Recorded data:
========

PR #1262, opened 2020-09-01
[developers] Added Discovery that is bound to a Thing section

Hilbrand:


developers/bindings/index.md
```diff
@@ -929,7 +929,47 @@ It uses the `getThingUID` method to create the thing UID of the result.
 
 ### Discovery that is bound to a Thing
 
-TODO
+When the discovery process is dependent on a configured bridge the discovery service must be bound to the bridge handler.
```
cweitkamp, line 932: I suggest to use a different wording here. Currently it sounds like a mandatory design pattern but imo it's not.

Why? This way of implementation has a limitation I struggled into when trying to apply it to e.g. the OWM binding. The `AbstractDiscoveryService` for example provides access to other OSGi services (providers) like `Transtlation` and `Locale`. IIRC there's no way to inject those services when using the `ThingHandlerService` pattern. The OHC implementation doesn't take care of that.

Confectrician:
Anything new on this?
@Hilbrand do you want to respond to @cweitkamp s suggestion?

If not it would be ok for me to merge this one in its current form and cherry pick it into the oh3 docs.

Confectrician:
Hey @cweitkamp would you agree in merging it as is for now?
I would say that we have some valuable content here which is not merged because of one small discussion.
So i would like to get the main work merged already.

We should then open an issue and discuss this topic there until we have a conclusion.

Wdyt?

cweitkamp:
Yes, I would agree on merging this PR. We already have an pending PR for adding the feature. Thus it will not take much time after we can continue here.

Confectrician:
Could you file a short issue, so we can track the discussion over there?

Confectrician (approved):

PR #1264, opened 2020-09-14
[developers] Channels with options may be Number

Hilbrand:


wborn:
Perhaps you can also add some docs on when to use strings and when to use numbers? I think strings are still preferred to hide  "magic" values from users that are for instance used in protocols. Such "magic" values are very error prone as you always have to look up what they mean. It should be OK to use Numbers for values that represent "quantities".

wborn (approved):
LGTM!

PR #1267, opened 2020-09-21
Add groovy script to process thing types

ghys:
Gather all thing types XML and parse them into a JSON file,
similar to the way the website's crawlthings.ruby does it.


ghys:
Merging to check if Jenkins likes it...

PR #1274, opened 2020-10-07
Change to 2 ms instead of 10ms

pawlobanano:
2 ms is visible on screenshot. And I'm not exactly sure if description describes the exact situation (controlls) on the screen.
image

*I just started my adventure with OpenHab and it seems great!


Confectrician:
Thanks for your input.

Anyway i am closing this one, because we removed the complete tutorial in preparation of openHAB 3.

PR #1280, opened 2020-10-30
Add missing serial configuration page to sidebar

cpmeister:
I noticed that the serial port configuration guide is missing from the sidebar.
I hope that this change is sufficient to add it there.


Confectrician (approved):
Thanks. 👍

PR #1283, opened 2020-11-05
Added 'Number' item for possible type to use state options

cweitkamp:
- Added 'Number' item for possible type to use state options

See https://github.com/openhab/openhab-addons/issues/8543#issuecomment-721684801


wborn:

========

### Try it
Scan the records above and report every line with the string "have".

### Task solution
I would say that we have some valuable content here which is not merged because of one small discussion.
We should then open an issue and discuss this topic there until we have a conclusion.
Yes, I would agree on merging this PR. We already have an pending PR for adding the feature. Thus it will not take much time after we can continue here.
Perhaps you can also add some docs on when to use strings and when to use numbers? I think strings are still preferred to hide  "magic" values from users that are for instance used in protocols. Such "magic" values are very error prone as you always have to look up what they mean. It should be OK to use Numbers for values that represent "quantities".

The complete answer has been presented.